Prime Minister Viktor Orban’s government has refused to commit to a budget deficit target for 2011, citing the need to spur economic growth after the worst recession in 18 years. Talks with the International Monetary Fund and European Union on a review of Hungary’s 20 billion-euro ($26 billion) bailout broke down July 17, and the government said last week it wouldn’t seek a new loan when talks resume in October.
“Hungary continues to be the most puzzling investment case,” Ahmet Akarli and Magdalena Polan of Goldman Sachs in London said in a Sept. 1 note. Its “assets trade exceptionally wide relative to our fair-value estimates, reflecting the uncertainty created by the new Fidesz government’s reluctance to commit to strong, credible economic policies.”

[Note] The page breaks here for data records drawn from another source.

PR #95, opened 2026-08-23
Refactor project into a clean src-based layout

zaoxing:
## Summary

- reorganize the Python package under `src/dmi/` with dedicated adapters, hooks, storage, transport, and API modules
- split the Hugging Face adapter and hook/transport responsibilities into focused modules
- rename legacy adaptor classes while preserving compatibility aliases
- move benchmarks, examples, documentation assets, native sources, and ring tests into the clean project layout
- update imports, packaging, build paths, tests, and documentation for the new structure

## Validation

- `python -m pytest -q`: 134 passed, 53 skipped
- `python -m compileall`: passed
- source distribution and native build-path checks: passed

PR #113, opened 2026-08-26
Capture storage: immutable packs through bounded analysis (Phases 1-5), Python Reference Implementation

zaoxing:
## What this is, plainly

When we watch a model think, we capture a lot of tensors very fast. The obvious way to store them is to write each one into the database as it arrives — but then capture runs only as fast as the database accepts writes, and a slow database slows down the thing we were trying to observe.

So this does it the other way around. Captures are packed into files, the file is sealed and written to object storage once, and nothing waits on a database. Afterwards, a separate step walks those files and builds a searchable catalog in ClickHouse describing what is in them. Nobody is blocked while that catalog is being built.

The payoff comes at read time. The catalog knows exactly where each tensor sits — which file, which byte offset, how long it is — so answering "give me these forty tensors" fetches only those byte ranges, not the files containing them. The files are large; the tensors you want usually are not.

This PR adds all of that: **Phases 1 through 5** of the plan in `docs/capture-storage-design.md`. None of it is on `main` today — the whole `src/dmi/storage/capture/` package is new, about 4,600 lines across 14 modules.

It is opt-in and host-only. There are no CUDA changes, the existing ClickHouse payload sink is still the default, and nothing outside `storage/capture/` imports any of this yet. Merging it changes no current behaviour.

## What each phase adds

**Phase 1 — the file format.** Defines what a capture pack looks like on disk: identifiers, checksums, and a footer listing everything inside it. The footer sits at a known place, so a reader can learn a file's whole contents with two small reads instead of downloading it. Tested against truncation, corruption, unknown versions, and repeated writes.

**Phase 2 — the host pipeline.** Takes captures as they arrive and turns them into packs, sealing a pack when it gets big enough or old enough. Memory and disk are bounded: there is a fixed-size queue with an explicit policy for what to drop when it fills, so sustained overload cannot grow without limit. Packs can go straight out, or through a durable local spool that survives a restart.

**Phase 3 — object storage.** Uploads packs to any S3-compatible store, with multipart uploads, safe retries, listing, and the two small range reads used to load a footer. Verified against a pinned Garage 2.3.0 release.

**Phase 4 — the catalog.** Reads the footer of each uploaded pack and writes a row per capture into ClickHouse. It only reads footers, never payloads, so cataloguing stays cheap no matter how large the tensors are. Duplicate notifications are collapsed before any work happens, and packs whose notification went missing are found by scanning the bucket.

**Phase 5 — search and summaries.** Phase 4 could write the catalog but not read it, so this adds the read side: searching the catalog, paging through results stably, fetching only the byte ranges you selected, and computing summary statistics over the tensors you fetched.

## The one correctness problem worth reading

ClickHouse's `FINAL` keyword is the normal way to collapse duplicate rows, and Phase 4's views use it. It cannot be used for a *point-in-time* read, and the reason is subtle enough to be worth stating.

Each catalog row carries a version. To read the catalog as it stood at version `W`, the obvious query is "collapse duplicates, then keep rows at or below `W`". But `FINAL` collapses to the *newest* version that exists, and only then applies the filter. So a capture that was re-catalogued after `W` collapses to its new version, gets filtered out, and **vanishes from the result entirely** — rather than falling back to the version that was current at `W`.

Measured on ClickHouse 26.9.1, asking for the catalog as of version 1, where one capture was re-catalogued at version 2:

```
FINAL, then filter  -> [('capture-b', 128)]                      # capture-a has disappeared
correct query       -> [('capture-a', 64), ('capture-b', 128)]
```

Reads therefore go to the underlying tables and pick the newest version at or below the watermark explicitly. The existing `FINAL` views are untouched and still fine for ad-hoc queries.

## Numbers

All measured on an Apple Silicon laptop against local services. These are regression baselines for the Python reference implementation — **not** production capacity claims, and every one should be repeated on real hardware before anyone plans against it.

| Phase | What was measured | Result |
|---|---|---:|
| 1 | Building packs, 2,000 × 64 KiB captures | 0.521 GiB/s, 0.9% size overhead |
| 2 | Pipeline, direct vs. durable spool | 0.328 / 0.345 GiB/s, nothing dropped |
| 3 | Upload to Garage, 64 MiB packs, 4 workers | 0.502 GiB/s |
| 4 | Catalog inserts, 50,000-row batches | 157,567 rows/s |
| 5 | Point-in-time read vs. plain `FINAL` read | 22.3 ms vs. 12.1 ms |
| 5 | One page of results, first page vs. 25th | 21.5 ms → 24.4 ms |

Two of these are easy to misread:

- The point-in-time read is about **1.85× slower** than the `FINAL` read, but they are not two ways of doing the same thing. As shown above, `FINAL` returns the wrong answer. The gap is what correctness costs, not a menu option.
- Page 25 costs about the same as page 1. That is the point of how paging is implemented here — cost depends on page size, not on how deep you have gone. A more common approach would get steadily slower the further you page.

## Testing

425 tests in the standard CPU suite, 20 tests against a real ClickHouse, and one against a real Garage.

Two commits fix gaps in what was being tested, rather than adding more tests:

**CI cannot run on Phase 4 as it stands.** Two old test files came back that import a package removed in #95. Pytest imports every test file before it applies marker filtering, so the failure happens during collection and aborts the whole run — a file nobody meant to run takes everything down with it:

```
!!!!!!!!!!!!!!!!!!!! Interrupted: 1 error during collection !!!!!!!!!!!!!!!!!!!!
58 deselected, 1 error in 0.94s
make: *** [test-cpu] Error 2
```

That is `make check`, which is the whole of the CI job, and its `test-cpu` step is the standard CPU command. To be clear about the scope: the CPU tests themselves are perfectly healthy — skip the two files and all 277 of them pass. The problem is that the default command exits non-zero having run nothing. Those files were already replaced under new names in #95; the stale copies are removed here.

**Nothing tested the two halves together.** The Garage tests never touched ClickHouse, and the ClickHouse tests used made-up catalog entries pointing at a file that does not exist — so nothing they returned could actually be fetched, and the component that reads footers and writes catalog rows was covered by no live test at all. The new end-to-end test runs the whole path on real data: real tensors, packed, uploaded, catalogued, searched, fetched, decoded, and compared against the originals. To check it was worth adding, I introduced a deliberate bug that records byte offsets four bytes off — the old tests all still passed; the new one failed five ways.

## Problems found and fixed

Four, all in code from earlier phases:

1. **One oversized capture could kill the pipeline permanently.** The queue checks a capture against the queue's size limit, which has nothing to do with the maximum pack size. So a capture too big for any pack was accepted, then rejected later on the background thread, where the error was treated as fatal — the pack being assembled was thrown away and the pipeline stopped for good. It is now rejected up front, and the remaining edge case is counted and skipped instead of being fatal.
2. **The upload integrity check could not fail.** Uploads hand the file to the S3 transfer manager, so the upload code never sees the bytes. It recorded a checksum taken from the file's own metadata, and the later verification compared the stored object against that same recorded value — so it was comparing a number to itself. This ran immediately before deleting the local durable copy. Uploads now compute the checksum from the bytes actually sent.
3. **A batch-size limit was reported as a broken pack.** Exceeding a limit on total batch size was recorded as a failure of whichever pack happened to trip it, and the loop then carried on and skipped every remaining pack — while still reporting success.
4. **The Garage test harness could hang.** The server's error output went to a pipe nobody read; once the pipe filled, the server blocked, with no message explaining why.
The CUDA ring tests had the same problem — they pointed at `monitoring/csrc`, moved to `native/csrc` in #95, so `make` there failed immediately. That suite has since been dropped from this branch entirely, so **the branch is now CPU-only**: no `.cu`, `.cuh`, or `native/` file is touched or added.

## Phase 6 groundwork

Two of the instruments Phase 6 requires are included here, since neither existed and both define what a future native writer must satisfy.

**Fault injection** (`tests/_faults.py`) wraps the object store, the ClickHouse client, and the pack sink. Faults are scripted rather than random — a schedule names which calls fail and how — so a failure reproduces exactly. Nine tests characterise the required behaviour: a short read is refused rather than silently truncating, an immutable key written twice converges rather than conflicting, a sink failure fails loudly and then refuses admission, an insert failure leaves the pack uncommitted and the batch replayable, a duplicated insert is absorbed by replay semantics, and one corrupt pack fails only itself.

**A conformance manifest** (`tests/tools/golden_workload.py`) produces the golden-workload comparison the phase asks for: one JSON document over a deterministic corpus covering every dtype, recording pack identity and checksum, per-capture payload and decoded-tensor digests, placement, and the full summary contract. Every value is language-neutral, so a native writer is conformant exactly when the same corpus yields the same document.

Generating that manifest found a real defect in the Phase 5 summarizer on its first run: `l2_norm` used `sqrt(sum(x**2))`, which overflows float64 for large-magnitude tensors and returns infinity where the true norm is finite. It now factors out the largest magnitude before squaring.

## What this does not do yet

Stated here rather than buried: Phase 3's production capacity target is still unverified, because no representative hardware or target rate has been supplied. The catalog assumes a single writer, since row versions come from that process's own clock. Paging tokens are checked for tampering but not cryptographically signed. Search filters are applied before duplicate rows are collapsed, which is safe only because catalog entries are derived from immutable files. Each search costs one extra round trip. Looking up captures by ID does not use the table's sort order. Summary statistics ignore non-finite values, and report how many there were separately. A selection is a single page — callers page explicitly.

The live tests need a running ClickHouse and Garage, so they do not run in CI as configured.


tests/tools/run_garage_live.py
```diff
@@ -0,0 +1,161 @@
...
+            }
+        )
+        process = subprocess.Popen(
+            [binary, "server", "--single-node", "--default-bucket"],
+            cwd=root,
+            env=environment,
+            stdout=subprocess.DEVNULL,
+            stderr=subprocess.PIPE,
+            text=True,
+        )
```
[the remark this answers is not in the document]
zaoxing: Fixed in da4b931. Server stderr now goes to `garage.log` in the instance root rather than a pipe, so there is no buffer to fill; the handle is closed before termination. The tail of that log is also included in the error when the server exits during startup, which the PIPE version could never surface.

The forint has lost 1.2 percent against the euro in the past month, compared with gains of 4.5 percent for the Czech koruna and 0.35 percent for the Polish zloty. Hungary’s credit default-swaps, contracts that protect against default, averaged 329 basis points in the period versus 88 basis points for the Czech Republic and 135 for Poland.
Hungary is eastern Europe’s most-indebted nation, with government debt equal to 78.3 percent of gross domestic product last year. While the government has committed to cutting its budget deficit to 3.8 percent of GDP this year, it balked at a 2011 target of 2.8 percent.
“Hungary’s fiscal position looks unsustainable without continued fiscal discipline and structural measures that would stabilize, and ideally reduce, the sovereign debt stock,” the Goldman Sachs economists said. “After a costly period of trial and error, the Fidesz government will eventually re-engage with the IMF and the EU,” they said, referring to Orban’s party.
Mending relations with the IMF would strengthen the forint, prompt a decline in bond yields and compress Hungary’s CDS spreads, they said. The 2011 budget and a new fiscal plan will be “a litmus test,” according to Akarli and Polan.